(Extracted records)
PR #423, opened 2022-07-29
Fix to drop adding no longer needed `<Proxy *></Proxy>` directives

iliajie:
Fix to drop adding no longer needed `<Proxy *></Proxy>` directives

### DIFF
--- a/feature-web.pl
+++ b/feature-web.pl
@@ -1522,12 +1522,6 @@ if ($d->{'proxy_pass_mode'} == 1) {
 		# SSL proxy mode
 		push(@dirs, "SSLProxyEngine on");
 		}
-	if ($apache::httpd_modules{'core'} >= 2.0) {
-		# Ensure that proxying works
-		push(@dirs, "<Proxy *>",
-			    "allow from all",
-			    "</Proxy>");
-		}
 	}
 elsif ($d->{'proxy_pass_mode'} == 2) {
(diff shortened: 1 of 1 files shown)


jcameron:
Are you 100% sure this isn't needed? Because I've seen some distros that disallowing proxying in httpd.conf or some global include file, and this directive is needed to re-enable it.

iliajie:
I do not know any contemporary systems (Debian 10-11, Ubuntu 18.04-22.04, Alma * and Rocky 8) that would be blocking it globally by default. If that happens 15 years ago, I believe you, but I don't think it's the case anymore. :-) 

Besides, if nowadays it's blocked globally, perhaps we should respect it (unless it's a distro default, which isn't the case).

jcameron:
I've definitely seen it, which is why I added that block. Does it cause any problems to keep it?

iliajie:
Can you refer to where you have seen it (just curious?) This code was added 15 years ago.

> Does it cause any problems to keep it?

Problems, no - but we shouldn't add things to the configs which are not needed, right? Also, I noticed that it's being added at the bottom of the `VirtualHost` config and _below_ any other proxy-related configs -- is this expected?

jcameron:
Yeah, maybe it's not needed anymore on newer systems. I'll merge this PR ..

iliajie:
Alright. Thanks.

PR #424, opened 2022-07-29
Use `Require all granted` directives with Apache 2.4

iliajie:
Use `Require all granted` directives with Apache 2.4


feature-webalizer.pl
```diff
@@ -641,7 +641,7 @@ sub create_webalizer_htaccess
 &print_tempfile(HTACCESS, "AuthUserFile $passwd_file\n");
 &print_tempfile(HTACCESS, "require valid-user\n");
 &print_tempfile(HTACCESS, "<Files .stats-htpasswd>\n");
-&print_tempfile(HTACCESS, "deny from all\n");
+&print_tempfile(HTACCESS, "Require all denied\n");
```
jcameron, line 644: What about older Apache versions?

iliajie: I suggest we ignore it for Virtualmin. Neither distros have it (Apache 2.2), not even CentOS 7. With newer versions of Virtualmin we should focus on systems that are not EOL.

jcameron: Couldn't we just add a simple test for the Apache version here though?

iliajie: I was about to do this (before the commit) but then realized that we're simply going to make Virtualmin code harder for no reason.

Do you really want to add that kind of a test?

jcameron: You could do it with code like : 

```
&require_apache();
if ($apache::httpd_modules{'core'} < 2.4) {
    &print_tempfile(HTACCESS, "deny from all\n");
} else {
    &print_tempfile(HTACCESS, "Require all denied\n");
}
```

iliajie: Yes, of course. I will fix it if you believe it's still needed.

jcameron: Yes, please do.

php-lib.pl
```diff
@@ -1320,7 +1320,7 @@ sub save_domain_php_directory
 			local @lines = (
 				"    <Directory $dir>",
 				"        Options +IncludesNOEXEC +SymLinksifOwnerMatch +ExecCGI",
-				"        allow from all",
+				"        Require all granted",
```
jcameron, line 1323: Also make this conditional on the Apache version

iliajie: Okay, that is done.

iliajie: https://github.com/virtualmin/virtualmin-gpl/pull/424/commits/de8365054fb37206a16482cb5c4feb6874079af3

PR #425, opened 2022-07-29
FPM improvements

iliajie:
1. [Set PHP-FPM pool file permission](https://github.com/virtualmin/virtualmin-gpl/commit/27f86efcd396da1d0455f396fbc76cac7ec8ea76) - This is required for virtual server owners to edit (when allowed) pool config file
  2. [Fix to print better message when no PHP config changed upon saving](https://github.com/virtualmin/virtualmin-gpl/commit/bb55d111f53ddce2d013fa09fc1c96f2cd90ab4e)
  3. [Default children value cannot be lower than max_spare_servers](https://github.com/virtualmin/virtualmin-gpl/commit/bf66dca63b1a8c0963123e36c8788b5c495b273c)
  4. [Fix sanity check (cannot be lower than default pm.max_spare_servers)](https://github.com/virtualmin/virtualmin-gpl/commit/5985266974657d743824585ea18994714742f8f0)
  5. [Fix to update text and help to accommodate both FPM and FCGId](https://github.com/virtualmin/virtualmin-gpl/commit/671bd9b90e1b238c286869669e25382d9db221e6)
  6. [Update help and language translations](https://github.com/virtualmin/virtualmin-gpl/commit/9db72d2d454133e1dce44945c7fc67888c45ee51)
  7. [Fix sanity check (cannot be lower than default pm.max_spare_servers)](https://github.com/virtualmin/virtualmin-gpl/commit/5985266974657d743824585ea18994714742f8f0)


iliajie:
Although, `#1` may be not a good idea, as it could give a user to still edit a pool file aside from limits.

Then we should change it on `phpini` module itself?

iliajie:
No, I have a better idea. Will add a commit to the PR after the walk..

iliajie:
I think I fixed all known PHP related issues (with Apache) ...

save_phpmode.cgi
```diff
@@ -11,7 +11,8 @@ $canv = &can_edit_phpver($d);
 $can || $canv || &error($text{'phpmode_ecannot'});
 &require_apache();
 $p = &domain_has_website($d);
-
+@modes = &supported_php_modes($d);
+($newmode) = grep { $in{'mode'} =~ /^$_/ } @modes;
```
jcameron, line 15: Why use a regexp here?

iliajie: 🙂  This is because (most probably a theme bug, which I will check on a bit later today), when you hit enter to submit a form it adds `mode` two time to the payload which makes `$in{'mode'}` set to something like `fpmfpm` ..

*ABOUT THIS TASK:*
What you return must be the entries, given again word for word.

*SOLUTION TO THIS TASK:*
PR #423, opened 2022-07-29
Fix to drop adding no longer needed `<Proxy *></Proxy>` directives

iliajie:
Fix to drop adding no longer needed `<Proxy *></Proxy>` directives

### DIFF
--- a/feature-web.pl
+++ b/feature-web.pl
@@ -1522,12 +1522,6 @@ if ($d->{'proxy_pass_mode'} == 1) {
 		# SSL proxy mode
 		push(@dirs, "SSLProxyEngine on");
 		}
-	if ($apache::httpd_modules{'core'} >= 2.0) {
-		# Ensure that proxying works
-		push(@dirs, "<Proxy *>",
-			    "allow from all",
-			    "</Proxy>");
-		}
 	}
 elsif ($d->{'proxy_pass_mode'} == 2) {
(diff shortened: 1 of 1 files shown)


jcameron:
Are you 100% sure this isn't needed? Because I've seen some distros that disallowing proxying in httpd.conf or some global include file, and this directive is needed to re-enable it.

iliajie:
I do not know any contemporary systems (Debian 10-11, Ubuntu 18.04-22.04, Alma * and Rocky 8) that would be blocking it globally by default. If that happens 15 years ago, I believe you, but I don't think it's the case anymore. :-) 

Besides, if nowadays it's blocked globally, perhaps we should respect it (unless it's a distro default, which isn't the case).

jcameron:
I've definitely seen it, which is why I added that block. Does it cause any problems to keep it?

iliajie:
Can you refer to where you have seen it (just curious?) This code was added 15 years ago.

> Does it cause any problems to keep it?

Problems, no - but we shouldn't add things to the configs which are not needed, right? Also, I noticed that it's being added at the bottom of the `VirtualHost` config and _below_ any other proxy-related configs -- is this expected?

jcameron:
Yeah, maybe it's not needed anymore on newer systems. I'll merge this PR ..

iliajie:
Alright. Thanks.

PR #424, opened 2022-07-29
Use `Require all granted` directives with Apache 2.4

iliajie:
Use `Require all granted` directives with Apache 2.4


feature-webalizer.pl
```diff
@@ -641,7 +641,7 @@ sub create_webalizer_htaccess
 &print_tempfile(HTACCESS, "AuthUserFile $passwd_file\n");
 &print_tempfile(HTACCESS, "require valid-user\n");
 &print_tempfile(HTACCESS, "<Files .stats-htpasswd>\n");
-&print_tempfile(HTACCESS, "deny from all\n");
+&print_tempfile(HTACCESS, "Require all denied\n");
```
jcameron, line 644: What about older Apache versions?

iliajie: I suggest we ignore it for Virtualmin. Neither distros have it (Apache 2.2), not even CentOS 7. With newer versions of Virtualmin we should focus on systems that are not EOL.

jcameron: Couldn't we just add a simple test for the Apache version here though?

iliajie: I was about to do this (before the commit) but then realized that we're simply going to make Virtualmin code harder for no reason.

Do you really want to add that kind of a test?

jcameron: You could do it with code like : 

```
&require_apache();
if ($apache::httpd_modules{'core'} < 2.4) {
    &print_tempfile(HTACCESS, "deny from all\n");
} else {
    &print_tempfile(HTACCESS, "Require all denied\n");
}
```

iliajie: Yes, of course. I will fix it if you believe it's still needed.

jcameron: Yes, please do.

php-lib.pl
```diff
@@ -1320,7 +1320,7 @@ sub save_domain_php_directory
 			local @lines = (
 				"    <Directory $dir>",
 				"        Options +IncludesNOEXEC +SymLinksifOwnerMatch +ExecCGI",
-				"        allow from all",
+				"        Require all granted",
```
jcameron, line 1323: Also make this conditional on the Apache version

iliajie: Okay, that is done.

iliajie: https://github.com/virtualmin/virtualmin-gpl/pull/424/commits/de8365054fb37206a16482cb5c4feb6874079af3

PR #425, opened 2022-07-29
FPM improvements

iliajie:
1. [Set PHP-FPM pool file permission](https://github.com/virtualmin/virtualmin-gpl/commit/27f86efcd396da1d0455f396fbc76cac7ec8ea76) - This is required for virtual server owners to edit (when allowed) pool config file
  2. [Fix to print better message when no PHP config changed upon saving](https://github.com/virtualmin/virtualmin-gpl/commit/bb55d111f53ddce2d013fa09fc1c96f2cd90ab4e)
  3. [Default children value cannot be lower than max_spare_servers](https://github.com/virtualmin/virtualmin-gpl/commit/bf66dca63b1a8c0963123e36c8788b5c495b273c)
  4. [Fix sanity check (cannot be lower than default pm.max_spare_servers)](https://github.com/virtualmin/virtualmin-gpl/commit/5985266974657d743824585ea18994714742f8f0)
  5. [Fix to update text and help to accommodate both FPM and FCGId](https://github.com/virtualmin/virtualmin-gpl/commit/671bd9b90e1b238c286869669e25382d9db221e6)
  6. [Update help and language translations](https://github.com/virtualmin/virtualmin-gpl/commit/9db72d2d454133e1dce44945c7fc67888c45ee51)
  7. [Fix sanity check (cannot be lower than default pm.max_spare_servers)](https://github.com/virtualmin/virtualmin-gpl/commit/5985266974657d743824585ea18994714742f8f0)


iliajie:
Although, `#1` may be not a good idea, as it could give a user to still edit a pool file aside from limits.

Then we should change it on `phpini` module itself?

iliajie:
No, I have a better idea. Will add a commit to the PR after the walk..

iliajie:
I think I fixed all known PHP related issues (with Apache) ...

save_phpmode.cgi
```diff
@@ -11,7 +11,8 @@ $canv = &can_edit_phpver($d);
 $can || $canv || &error($text{'phpmode_ecannot'});
 &require_apache();
 $p = &domain_has_website($d);
-
+@modes = &supported_php_modes($d);
+($newmode) = grep { $in{'mode'} =~ /^$_/ } @modes;
```
jcameron, line 15: Why use a regexp here?

iliajie: 🙂  This is because (most probably a theme bug, which I will check on a bit later today), when you hit enter to submit a form it adds `mode` two time to the payload which makes `$in{'mode'}` set to something like `fpmfpm` ..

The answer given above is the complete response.